How to Select a Specification for Worker Node Instances
Bare Metal or Virtual Machine?
Dimanti’s 2019 container survey report analyzed the main reasons why private cloud users select bare metal instances to run containers.
1) The main reason that most users (over 55%) chose bare metal instances was that traditional virtualization technologies result in high I/O loss. For I/O-intensive applications, bare metal instances provide better performance than traditional virtual machines (VMs).
2) In addition, nearly 36% of respondents believed that bare metal instances reduce costs. Most enterprises initially run containers on VMs. However, for large-scale production and deployment, users want to run containers on bare metal instances to reduce the licensing costs of virtualization technologies, which is often referred to as the “VMWare tax”.
3) Nearly 30% of respondents said they chose bare metal instances to reduce additional resource overhead, such as virtualization management and VM operating systems. Nearly 24% of customers chose bare metal instances because their higher deployment density may reduce infrastructure costs.
4) More than 28% of respondents believed that physical hosts would give them more flexibility when choosing network, storage, and other device and software application environments.
But the critical question is what should public cloud users choose?
In October 2017, Alibaba Cloud’s X-Dragon architecture came to being. ECS Bare Metal Instance (EMB) is an innovative computing product that features both the elasticity of VMs and the performance and characteristics of physical machines. It provides super-stable computing capabilities without any virtualization overhead. Alibaba Cloud released the sixth generation of enterprise-level instances for elastic computing in August 2019, upgrading their virtualization capabilities based on the X-Dragon architecture.
- Based on Alibaba’s proprietary X-Dragon chip and brand new lightweight Hypervisor, we were able to significantly reduce virtualization performance overhead.
- Based on Alibaba Cloud’s smart X-Dragon chip and the brand new lightweight VMM, a large number of traditional virtualization functions are offloaded to dedicated hardware, greatly reducing the virtualization performance overhead. At the same time, users obtain almost all the CPU and memory resources of the host server, improving the capabilities of the entire server and high-specification instances. In particular, the I/O performance is greatly improved.
- We use the latest second-generation Intel Xeon scalable processor to improve E2E performance.
- With the latest Intel Cascade Lake CPU, which features a burst frequency up to 3.2 GHz, E2E performance is greatly improved in various scenarios. Moreover, even greater improvement is achieved in many deep learning scenarios.
- The product provides stable and predictable performance for enterprise-level scenarios, with the highest SLA level in the world.
- Optimized software and hardware as well as more detailed QoS measures are implemented to provide more stable and predictable performance for enterprise-level customers.
- EBM instances are ideal for applications that are extremely sensitive to performance, such as high-performance computing (HPC) applications.

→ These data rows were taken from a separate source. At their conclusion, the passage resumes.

PR #806, opened 2023-02-01
ArrayList is realized

YaroslavKostenko89:


src/main/java/core/basesyntax/ArrayList.java
```diff
@@ -1,48 +1,112 @@
...
+    public ArrayList() {
+        this.arrayOfElements = (T[]) new Object[maxSize];
+    }
+
     @Override
     public void add(T value) {
-
+        if (size == maxSize) {
+            grow();
+        }
```
Ivan95kos, line 21: move this check to a method grow()

src/main/java/core/basesyntax/ArrayList.java
```diff
@@ -1,48 +1,112 @@
...
     @Override
     public void addAll(List<T> list) {
-
+        for (int i = 0; i < list.size(); i++) {
+            if (size == maxSize) {
+                grow();
+            }
+            this.arrayOfElements[size] = list.get(i);
+            size++;
+        }
```
Ivan95kos, line 45: Here it will be enough to use the already existing method
```suggestion
        for (int i = 0; i < list.size(); i++) {
              add(list.get(i));
        }
```

src/main/java/core/basesyntax/ArrayList.java
```diff
@@ -1,48 +1,112 @@
...
     @Override
     public T remove(int index) {
-        return null;
+        indexExist(index);
+        size--;
+        T oldValue = arrayOfElements[index];
+        if (size > index) {
+            System.arraycopy(arrayOfElements, index + 1, arrayOfElements, index, size - index);
+        }
+        arrayOfElements[size] = null;
```
Ivan95kos, line 68:
```suggestion
        T oldValue = arrayOfElements[index];
        System.arraycopy(elements, index + 1, elements, index, size - index - 1);
        size--;
```

src/main/java/core/basesyntax/ArrayList.java
```diff
@@ -1,48 +1,112 @@
...
+        return oldValue;
     }
 
     @Override
     public T remove(T element) {
-        return null;
+        int i = 0;
+        for (; i < size; i++) {
```
Ivan95kos, line 75:
```suggestion
        for (int i = 0; i < size; i++) {
```

src/main/java/core/basesyntax/ArrayList.java
```diff
@@ -1,48 +1,112 @@
 package core.basesyntax;
 
+import java.util.Arrays;
+import java.util.NoSuchElementException;
+import java.util.Objects;
+
 public class ArrayList<T> implements List<T> {
+    private static final int GROW = 2;
+    private T[] arrayOfElements;
```
Ivan95kos, line 9:
```suggestion
    private T[] elements;
```

Ivan95kos (changes requested):

src/main/java/core/basesyntax/ArrayList.java
```diff
@@ -1,48 +1,102 @@
 package core.basesyntax;
 
+import java.util.Arrays;
+import java.util.NoSuchElementException;
+import java.util.Objects;
+
 public class ArrayList<T> implements List<T> {
+    private static final int GROW = 2;
```
nacenik, line 8: image
```suggestion
    private static final int GROW_FACTOR = 1.5;
```

src/main/java/core/basesyntax/ArrayList.java
```diff
@@ -1,48 +1,102 @@
...
+    private T[] elements;
+    private int maxSize = 10;
```
nacenik, line 10: [Make it constant](https://mate-academy.github.io/jv-program-common-mistakes/java-core/collections/array-list.html#any-magic-numbers-should-be-constants)

src/main/java/core/basesyntax/ArrayList.java
```diff
@@ -1,48 +1,102 @@
...
-        return false;
+        return size == 0;
+    }
+
+    private void grow() {
+        if (size == maxSize) {
+            maxSize = maxSize + maxSize / GROW;
+            elements = Arrays.copyOf(elements, maxSize);
+        }
+    }
```
nacenik, line 87: `if` should be in another method cause grow name mean that size should change every time 
```suggestion
    private void checkSize() {
        if (size == maxSize) {
            grow();
        }
    }
    
    private void grow() {
        maxSize = maxSize + maxSize / GROW;
        elements = Arrays.copyOf(elements, maxSize);
    }
```

nacenik (changes requested):

src/main/java/core/basesyntax/ArrayList.java
```diff
@@ -1,48 +1,107 @@
...
-
+        checkSize();
+        elements[size] = value;
+        size++;
     }
 
     @Override
     public void add(T value, int index) {
-
+        rangeCheckForAdd(index);
```
okuzan, line 27: not really necessary to extract logic from the method if it's used only once

src/main/java/core/basesyntax/ArrayList.java
```diff
@@ -1,48 +1,107 @@
...
+    }
+
+    private void checkSize() {
+        if (size == maxSize) {
+            grow();
+        }
+    }
+
+    private void indexExist(int index) {
+        if (index >= size || index < 0) {
```
okuzan, line 95:
```suggestion
        if (index < 0  || index >= size) {
```

okuzan: just to make two methods look similar :)

okuzan (approved):
Good job!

- EBM instances are most suitable if Intel SGX or sandboxed containers are required.
- Based on the X-Dragon architecture, the 6th-gen VM instances have significantly improved I/O performance and more specifications. They can be flexibly selected based on application needs to reduce resource costs.
- VM instances support hot migration, which effectively reduce O&M costs.
Alibaba Cloud ACK clusters support multiple node scaling groups (AutoScalingGroups), and different auto scaling groups support different instance types. In practice, we divide the Kubernetes cluster into the static resource pool and the elastic resource pool. Generally, the static resource pool can select EBM or VM instances as needed. We recommend that you use VM instances of appropriate specifications based on the application load to minimize costs, avoid waste, and improve the elastic supply.
In addition, EBM instances typically have a large number of CPU cores. The following table lists the challenges of large-capacity instances.
Few Large Instances vs Many Small Instances
This is an additional concern while selecting instance scales. Let’s compare these two scenarios in the following table.
By default, Kubelet uses CFS quotas to enforce CPU limits for pods. When many CPU-intensive applications are running on a node, the workload may be migrated to different CPU cores. This may be affected by CPU cache affinity and scheduling latency. When high-specification instance types are used, the node has a large number of CPUs. When existing applications, such as Java and Golang applications, share multiple CPUs, their performance will significantly decrease. For high-specification instances, configure CPU management policies and use the CPU set to allocate resources.
Another important concern is support for NUMA. For an EMB or a high-specification instance started in NUMA, memory access throughput may be reduced by 30% compared with the optimized method. Topology Manager enables NUMA awareness, refer to this page for more details. However, Kubernetes provides only basic support for NUMA and cannot fully utilize its performance advantages.
Alibaba Cloud Container Service provides CGroup controllers to schedule and reschedule NUMA architectures with higher flexibility.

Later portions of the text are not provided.